PR #1419, opened 2021-06-08
Enable Github Actions Caching

georgysavva:
Fixes: https://github.com/iotaledger/goshimmer/issues/890


georgysavva:
After running several benchmarks it turned out that docker layer caching doesn't give any performance benefit due to the fact that we can not cache the Go build. So we should get back this when they fix that in https://github.com/moby/buildkit/issues/1512

Let's merge this PR anyway to at least have a working example with Github Actions cache for docker :)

^^^^^^^^

**The task**
Look for the line with "Fixes: https://github.com/iotaledger/goshimmer/issues/890" in the records above. Repeat it and each line after it exactly.

**Solution to the problem**
Fixes: https://github.com/iotaledger/goshimmer/issues/890


georgysavva:
After running several benchmarks it turned out that docker layer caching doesn't give any performance benefit due to the fact that we can not cache the Go build. So we should get back this when they fix that in https://github.com/moby/buildkit/issues/1512

Let's merge this PR anyway to at least have a working example with Github Actions cache for docker :)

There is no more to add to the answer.